I have partitioned the new drive with Windows Disk Management; setting up the primary partition as active.
But I cannot find a way to make this partition a boot partition ... and I think this must be the cause of the failure to boot.
Does anyone know how to do this? ( I tried bcdboot , but couldnt find the bcdboot program.)

Also, when installing Ubuntu ... the Ubuntu installer just does not see the Windows NTFS partitions ... Ubuntu claims to see only 125GB of space, whereas it is a 1TB disk and Windows disk manager sees 934GB of space ... peculiar ..

Any advice appreciated

Jefe
NB ...

oldfred
February 9th, 2013, 07:38 AM
You cannot create partitions with Windows for Ubuntu to install into. You may want part of the new drive to be NTFS for shared data.
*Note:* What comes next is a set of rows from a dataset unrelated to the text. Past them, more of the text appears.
PR #1136, opened 2024-08-10
Logging redesign (cont'd)

bcoconni:
This PR is the continuation of the PR #1094. The replacement of `cout` and `cerr` by `FGLogging` is propagated to some additional classes.

The class `FGLogging` has also had some changes:
* It skips calling `FGLogger::Message` if its buffer is empty. This is because we cannot assume that calling `FGLogger::Message` is a cheap operation.
* `FGLogging::operator<<` is extended to all number formats, `FGColumnVector3` and some formatting from `std::ostringstream` such as `std::setw` and `std::ios_base`. This is to ensure that `FGLogging` behaves the same way as `cout` and `cerr`.
  * There is a subtlety regarding `setw_t` as Windows considers `std::setw` and `std::setprecision` to be of the same type while Linux and MacOSX don't.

But Ubuntu will only install to Linux formatted partitions and Windows does not create those.

For the Total space you want for Ubuntu:
Ubuntu's standard install is just / (root) & swap, but it is better to add another partition for /home if allocating over 30GB.:
If gpt(not MBR) partitioning include these two first - all partitions with gpt are primary
- 250 MB efi FAT32 (for UEFI boot or future use for UEFI)
- 1 MB bios_grub no format (for BIOS boot)
Ubuntu partitions - smaller root only where hard drive space is limited.
If total space less than about 30GB just use / not separate /home or standard install.
1. 10-25 GB Mountpoint / primary or logical beginning ext4(or ext3)
2. all but 2 GB Mountpoint /home logical beginning ext4(or ext3)
3. 2 GB Mountpoint swap logical

Depending on how much memory you have you may not absolutely need swap but having some is still recommended. I do not hibernate (boots fast enough for me) but if hibernating then you need swap equal to RAM in GiB not GB. And if dual booting with windows a shared NTFS partition is also recommended. But you usually cannot create that as part of the install, just leave some space. Or partition in advance (recommended).
One advantage of partitioning in advance is that the installer will use the swap space to speed up the install. Thanks Herman for the tip.

You do have to use Something else or manual install so you have the option on where to install grub. And you want grub2's boot loader in the MBR of the new drive. Otherwise it will default to sda.

Install to external drive. Also any second drive.
Installer version has not changed much so still a good guide except I do not recommend the separate /boot for most systems. Older systems may need it. And some with very large / (root) partitions. BIOS/MBR not for UEFI
http://www.linuxbsdos.com/2012/07/23/dual-boot-ubuntu-12-04-and-windows-7-on-a-computer-with-2-hard-drives/
Installing Ubuntu in Hard Disk Two (or more) internal or external Lots of detail - now alternative (text based) installer
Different versions have slight difference in install screens but process is the same.
http://members.iinet.net.au/~herman546/p24.html
p24/041.png Shows combo box to select where to install the grub2 boot loader.
Where Do You Want To Install GNU/GRUB boot loader?